Following this, the tail of the pancreas and the hepatic duct are attached to the jejunum, allowing bile and pancreatic juices to drain into the gut. The stomach is subsequently anastomosed with the jejunum allowing for the passage of food.
A recent review in the journal Nature remarked that the role of chemoradiotherapy is becoming increasingly questioned in locally advanced disease, particularly considering the results of the LAP-07 trial, whilst in metastatic disease, use of FOLFIRINOX (folinic acid, 5-fluorouracil, irinotecan, and oxaliplatin) and nab-paclitaxel plus gemcitabine have yielded only modest improvements in survival.
Adjuvant chemotherapy, generally with 5-flourouracil, is recommended after surgery as it has been demonstrated to improve survival following the ESPAC-1 trial. ESPAC-1 also demonstrated patients treated with adjuvant chemoradiotherapy had worse outcomes overall than those treated with adjuvant chemotherapy alone.
The majority of patients with pancreatic cancer are not candidates for curative surgery, but instead require palliative care. Obstructive jaundice and associated pruritis can be relieved with the insertion of a biliary stent. The stent can be placed via ERCP or percutaneously.
There is also a role for palliative chemotherapy, with NICE suggesting a gemcitabine based regime in patients with a reasonable performance status.
Exocrine insufficiency is common in advanced disease and can lead to malabsorption and steatorrhoea. This can initially be treated with enzyme replacements (including lipases), such as Creon®, which are typically administered with meals.
Pancreatic cancer has a high metastatic capacity even in small tumours. The prognosis in pancreatic cancer remains dismal, with overall 5-year survival rate is less than 5%. One study showed the prognostic impact of tumour size is restricted only to patients with localised disease.

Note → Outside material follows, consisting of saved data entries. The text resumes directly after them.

PR #3804, opened 2023-08-09
refactor(NODE-5379): cursor internals to use async-await

malikj2000:
### Description
refactored cursor internals to use async-await syntax instead of callbacks

#### What is changing?
getMore, _initialize, cleanupCursor, and [kInit] now use async-await syntax
all classes that inherit from AbstractCursor now use async-await

##### Is there new documentation needed for these changes?
None

#### What is the motivation for this change?
further converting the driver to async-await

### Double check the following

- [ ] Ran `npm run check:lint` script
- [ ] Self-review completed using the [steps outlined here](https://github.com/mongodb/node-mongodb-native/blob/HEAD/CONTRIBUTING.md#reviewer-guidelines)
- [ ] PR title follows the [correct format](https://www.conventionalcommits.org/en/v1.0.0/): `type(NODE-xxxx)[!]: description`
  - Example: `feat(NODE-1234)!: rewriting everything in coffeescript`
- [ ] Changes are covered by tests
- [ ] New TODOs have a related JIRA ticket

PR #3841, opened 2023-08-23
fix(NODE-5588): recursive calls to next cause memory leak

nbbeeken:
#### What is changing?

- Modified the isDead condition (moved it to a getter)
  - If the cursorId is zero, if it has been closed or has been killed, it's "dead"
  - if kId is nullish, it has not been initialized yet, a not-even-started-yet cursor is not dead
  - `(this[kId]?.isZero() ?? false) || this[kClosed] || this[kKilled];`

No

### Fix memory leak with ChangeStreams

In a previous release, 5.7.0, we refactored cursor internals from callbacks to async/await. In particular, the `next` function that powers cursors was written with callbacks and would recursively call itself depending on the cursor type. For `ChangeStreams`, this function would call itself if there were no new changes to return to the user. After converting that code to async/await each recursive call created a new promise that saved the current async context. This would slowly build up memory usage if no new changes came in to unwind the recursive calls. 

The function is now implemented as a loop, memory leak be gone!


src/cursor/abstract_cursor.ts
```diff
@@ -220,6 +220,11 @@ export abstract class AbstractCursor<
     return this[kId] ?? undefined;
   }
 
+  /** @internal */
+  get isDead() {
```
durran, line 224: This makes much more sense to me to be a property of the cursor itself instead of passing a cursor to a function.

durran (approved):
Heap looks good, using `bind` cleans it up nicely. Well done.

nbbeeken:
> using bind cleans it up nicely.

Thanks! I'd like us to pull back in #3804 after this is in to make them actually async functions

src/cursor/find_cursor.ts
```diff
@@ -101,7 +101,9 @@ export class FindCursor<TSchema = any> extends AbstractCursor<TSchema> {
         limit && limit > 0 && numReturned + batchSize > limit ? limit - numReturned : batchSize;
 
       if (batchSize <= 0) {
-        this.close().finally(() => callback());
+        this.close().finally(() =>
```
baileympearson, line 104: Is this change just for consistency in return from `_getMore` or is there a reason it's needed?

src/cursor/abstract_cursor.ts
baileympearson: Did we intentionally change the semantics of `isDead`?

baileympearson (approved):
two non-blocking questions, otherwise LGTM.

src/cursor/abstract_cursor.ts
baileympearson: Nevermind, I see that now in the description.  But I'm still unsure why the logic was changed

src/cursor/find_cursor.ts
nbbeeken: Yea, it is for result consistency, I may be able to revert it if I make sure the logic is nullish safe in next but the contract should have been either throw or result and when we make _getMore actually async that will be the case for the promise's resolution type. 

This code path also specifically claims it is for legacy servers which we don't support, I'm fairly certain this is only triggered by mock server tests.

src/cursor/abstract_cursor.ts
nbbeeken: I changed it to exit the loop and enter clean-up logic at the correct times. The prior logic didn't account for a cursor already being closed, or killed, so the loop would attempt a getMore on a killed cursor id. This same "exit" condition applies to all the places the cursorIsDead helper was being used.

Endocrine Tumours of the Pancreas
Endocrine tumours of the pancreas may be functional or non-functional. Functional tumours actively secrete hormones and their signs and symptoms are related to this. Non-functional tumours do not secrete active hormones and signs and symptoms are related purely to their malignant spread.

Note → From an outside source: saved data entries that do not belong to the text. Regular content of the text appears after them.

PR #3859, opened 2023-09-06
test(NODE-4338): refactor auth prose tests

durran:
### Description

Re-enables SCRAM auth tests and refactors to not use `withClient`.

#### What is changing?

- Refactors the SCRAM auth tests to not use `withClient`
- Skips failing unicode username/password tests.

None

NODE-4338


test/integration/auth/auth.prose.test.ts
```diff
@@ -0,0 +1,373 @@
...
+  return `mongodb://${username}:${password}@${config.host}:${config.port}/admin?`;
+}
+
+describe('Authentication Spec Prose Tests', function () {
+  beforeEach(function () {
+    // todo(NODE-5631): fix tests to run in load balancer mode.
+    if (
+      process.env.AUTH === 'noauth' ||
+      process.env.LOAD_BALANCER ||
+      !satisfies(this.configuration.version, '>=3.7.3')
```
durran, line 17: Note the create user commands will fail on < 3.7.3 since `mechanisms` cannot be provided to the command.

test/integration/auth/auth.prose.test.ts
```diff
@@ -0,0 +1,373 @@
...
+        await Promise.all(users.map(user => db.removeUser(user.username)));
+        await utilClient?.close();
+      });
+
+      [
+        { username: 'IX', password: 'IX' },
+        { username: 'IX', password: 'I\u00ADX' },
+        { username: '\u2168', password: 'IV' },
+        { username: '\u2168', password: 'I\u00ADV' }
+      ].forEach(({ username, password }) => {
```
baileympearson, line 347:
```suggestion
      for (const { username, password } of [
        { username: 'IX', password: 'IX' },
        { username: 'IX', password: 'I\u00ADX' },
        { username: '\u2168', password: 'IV' },
        { username: '\u2168', password: 'I\u00ADV' }
      ]) {
```

optional code modernization

test/integration/auth/auth.prose.test.ts
baileympearson: every test already specifies a min server version.  do we want to just move this logic into tests `requires`?  We can also use the generic predicate filter

```typescript
const metadata: MongoDBMetadataUI = {
  requires: { 
    auth: 'enabled',
    mongodb: '>=3.7.3',
    predicate: () => process.env.LOAD_BALANCER ? 'TODO(NODE-5631): fix tests to run in load balancer mode.' : true
  }
}

....

it('description', metadata, async function() { ...} );
```

test/integration/auth/auth.prose.test.ts
```diff
@@ -0,0 +1,373 @@
...
+      /**
+       * Step 2
+       * For each test user, verify that you can connect and run a command requiring
+       * authentication for the following cases:
+       *   - Explicitly specifying each mechanism the user supports.
+       *   - Specifying no mechanism and relying on mechanism negotiation.
+       */
+      for (const user of users) {
+        for (const mechanism of user.mechanisms) {
+          it(`authenticates ${user.description} when explicitly specifying ${mechanism}`, {
```
baileympearson, line 85:
```suggestion
          it(`authenticates ${user.description} when explicitly specifying ${mechanism} via the client options`, {
```

test/integration/auth/auth.prose.test.ts
```diff
@@ -0,0 +1,373 @@
...
+                  password: user.password
+                },
+                authMechanism: mechanism,
+                authSource: 'admin'
+              };
+
+              const client = this.configuration.newClient({}, options);
+              const stats = await client.db('test').stats();
+              expect(stats).to.exist;
+              await client.close();
```
baileympearson, line 100: this will leak a client if any step between line 97-99 fails.  This might not be a concern because if any of those steps fail, the test run also fails, but we can fix this by closing the client in an `after` hook or just using a finally block

applies to all tests that follow this pattern

test/integration/auth/auth.prose.test.ts
```diff
@@ -0,0 +1,373 @@
...
+          const spy = sinon.spy(ScramSHA256.prototype, 'auth');
+
+          const client = this.configuration.newClient({}, options);
+          const stats = await client.db('test').stats();
+          expect(stats).to.exist;
+          expect(spy.called).to.equal(true);
+          sinon.restore();
+          await client.close();
+        }
+      });
```
baileympearson, line 184:
```suggestion
      }).skipReason = '...'
```
can we attach a skip reason? 

We can also use the predicate filter if you'd prefer:

```typescript
{ requires: { predicate: () => 'TODO(..)...' } }
```

test/integration/auth/auth.prose.test.ts
```diff
@@ -0,0 +1,373 @@
...
+      it('fails for a nonexistent username with same error type as bad password', {
+        metadata: { requires: { mongodb: '>=3.7.3' } },
+        test: async function () {
+          const noUsernameOptions = {
+            auth: {
+              username: 'roth',
+              password: 'pencil'
+            },
+            authSource: 'admin'
+          };
```
baileympearson, line 232: Am I reading this test incorrectly?  Looks like this still specifies `username`

test/integration/auth/auth.prose.test.ts
```diff
@@ -0,0 +1,373 @@
...
+            .getCalls()
+            .filter(c => c.thisValue.id !== '<monitor>') // ignore all monitor connections
+            .filter(
+              c => c.args[1][process.env.MONGODB_API_VERSION ? 'hello' : LEGACY_HELLO_COMMAND]
+            );
+
+          expect(calls).to.have.length(1);
+          const handshakeDoc = calls[0].args[1];
+          expect(handshakeDoc).to.have.property('speculativeAuthenticate');
+          sinon.restore();
```
baileympearson, line 283: same comment about leaking clients with the `sinon.restore()`

test/integration/auth/auth.prose.test.ts
```diff
@@ -0,0 +1,373 @@
...
+          await client.close();
+        }
+      });
+    });
+
+    // todo(NODE-5621): fix the issue with unicode characters.
+    describe.skip('Step 4', function () {
```
baileympearson, line 290: same comment as above about attaching a skip reason

test/integration/auth/auth.prose.test.ts
```diff
@@ -0,0 +1,373 @@
...
+      it('fails to connect if incorrect auth mechanism is explicitly specified', {
+        metadata: { requires: { mongodb: '>=3.7.3' } },
+        test: async function () {
+          const options = {
+            auth: {
+              username: userMap.sha256.username,
+              password: userMap.sha256.password
+            },
+            authSource: 'admin',
+            authMechanism: 'SCRAM-SHA-1'
```
baileympearson, line 200: Should this be updated to use the current user, instead of always hard-coding to `sha256`?

baileympearson (changes requested):

test/integration/auth/auth.prose.test.ts
durran: Updated to suggestion.

test/integration/auth/auth.prose.test.ts
durran: Done

test/integration/auth/auth.prose.test.ts
durran: Added.

test/integration/auth/auth.prose.test.ts
durran: I've updated all tests to use try...finally for this pattern.

test/integration/auth/auth.prose.test.ts
durran: Added skip reason.

test/integration/auth/auth.prose.test.ts
durran: Removed username and updated test assertions with a comment since the Node driver fails validation when instantiating the client with no username present.

test/integration/auth/auth.prose.test.ts
durran: Use try...finally now.

test/integration/auth/auth.prose.test.ts
durran: Skip reason added.

test/integration/auth/auth.prose.test.ts
durran: It's basically explicitly stating that the `sha256` only user cannot authenticate when specifying `SCRAM-SHA-1` as the mechanism. I think it's clearer this way.

test/integration/auth/auth.prose.test.ts
```diff
@@ -239,26 +254,31 @@ describe('Authentication Spec Prose Tests', function () {
...
-      });
+      );
 
-      it('should send speculativeAuthenticate on initial handshake on MongoDB 4.4+', {
-        metadata: { requires: { mongodb: '>=4.4', topology: ['single'] } },
-        test: async function () {
+      it(
+        'sends speculativeAuthenticate on initial handshake on MongoDB 4.4+',
+        metadata,
+        async function () {
```
baileympearson, line 281: I had to read the spec here to clarify:

> Older servers will ignore the speculativeAuthenticate argument. New servers will participate in the standard authentication conversation if this argument is missing.

I don't think we have any branching logic determining when we use speculative authentication.  Maybe we should remove the server version from the test?

test/integration/auth/auth.prose.test.ts
baileympearson: >        * Step 3
>        * For test users that support only one mechanism, verify that explictly specifying
>        * the other mechanism fails.

The test implies that we also need to test that the `SCRAM-SHA-1` user cannot authenticate by specifying `SCRAM-SHA-256`.  Right now, this only covers the opposite.

baileympearson (changes requested):

test/integration/auth/auth.prose.test.ts
durran: I've removed the 4.4+ version from the description but left the metadata there as all tests still need 3.7.3+.

test/integration/auth/auth.prose.test.ts
durran: I've added the reverse test now.

baileympearson (dismissed):

test/integration/auth/auth.prose.test.ts
```diff
@@ -0,0 +1,416 @@
...
+            this.configuration.newClient({}, noUsernameOptions);
+            expect.fail(
+              'Creating a new client with a password and no username must fail validation.'
+            );
+          } catch (noUserError) {
+            // NOTE: This prose test fails Node's validation of the credentials object - a username
+            // MUST always be provided but it satisfies the test requirement of not getting a
+            // network or command error on the handshake.
+            expect(noUserError).to.match(/username/);
+          }
```
nbbeeken, line 290: The expect.fail has "username" in the string but I think our intention is to seek a username substring from a driver error correct?

test/integration/auth/auth.prose.test.ts
```diff
@@ -0,0 +1,416 @@
...
+          };
+
+          const spy = sinon.spy(ScramSHA256.prototype, 'auth');
+          const client = this.configuration.newClient({}, options);
+          try {
+            const stats = await client.db('test').stats();
+            expect(stats).to.exist;
+            expect(spy.called).to.equal(true);
+          } finally {
+            sinon.restore();
```
nbbeeken, line 194: Can we `sinon.restore` in the afterEach? newClient could throw preventing this cleanup. calling restore if there was no use of sinon is harmless so might as well put it where we can be sure it will run.

test/integration/auth/auth.prose.test.ts
```diff
@@ -0,0 +1,416 @@
...
+            authMechanism: 'SCRAM-SHA-1'
+          };
+
+          const client = this.configuration.newClient({}, options);
+          const error = await client
+            .db('test')
+            .stats()
+            .catch(e => e);
+          expect(error.message).to.match(/Authentication failed|SCRAM/);
+          await client.close();
```
nbbeeken, line 224: We use `finally` in a bunch of other tests to make sure we close the client, why not here? 

In my opinion, it would be easier to ensure this cleanup if we assign the client to a suite level `let` and use afterEach. If that sounds preferable you have to put the tests that are in the for loop into a function so they can remain bound to the same client they create

nbbeeken (changes requested):

test/integration/auth/auth.prose.test.ts
durran: Yes we are expecting the options validation to throw saying the username is missing. Was there a change request here?

nbbeeken: The `.match(/username/)` assertion will _always_ pass because the `expect.fail` _also_ satisfies `/username/`. Either we need to change the string in `expect.fail` or restructure this to store the error into a variable and assert outside of the `try/catch`

test/integration/auth/auth.prose.test.ts
durran: Moved to the `afterEach` now.

test/integration/auth/auth.prose.test.ts
durran: I've put the close calls now into `afterEach`, and moved the client to the top level to avoid needing to extract the tests in the for loop into a function.

test/integration/auth/auth.prose.test.ts
durran: Ahhh. Now I see. :)

durran: Fail message changed.

nbbeeken (approved):

baileympearson (approved):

|Cell Type||Secreted Hormone (name of tumour)||Normal Physiological Function||Features of Functional Tumour|
|G cells||Gastrin (gastrinoma)||Stimulates the release of gastric acid||Zollinger-Ellison syndrome, resulting in severe peptic ulcers, refractory to medical treatment, with diarrhoea and steatorrhoea|
|α Cells||Glucagon (Glucagonoma)||Increase blood glucose concentration||Hyperglycaemia, diabetes mellitus, and necrolytic migratory erythema|
|β Cells||Insulin (insulinoma)||Decrease blood glucose concentration||Hypoglycaemia, neuroglycopaenic symptoms|
|δ Cells||Somatostatin (Somatostatinoma)||Inhibits the release of GH, TSH and prolactin from the anterior pituitary, and of gastrin||Mild diabetes mellitus, steatorrhoea, gallstones (due to inhibition of cholecystokinin), and achlorhydria (due to gastrin inhibition)|
|Non islet cells||Vasoactive intestinal peptide (VIPoma)||Secretion of water and electrolytes into the gut. Relaxation of enteric smooth muscle.||Verner-Morrison syndrome. Prolonged profuse watery diarrhoea, hypokalaemia, dehydration|
Table 1 – Endocrine tumours of the pancreas.
Endocrine tumours of the pancreas are associated with multiple endocrine neoplasia 1 syndrome (MEN1), also known as Wermer’s syndrome. MEN1 typically consists of hyperparathyroidism, endocrine pancreatic tumours, and pituitary tumours (most commonly prolactinomas).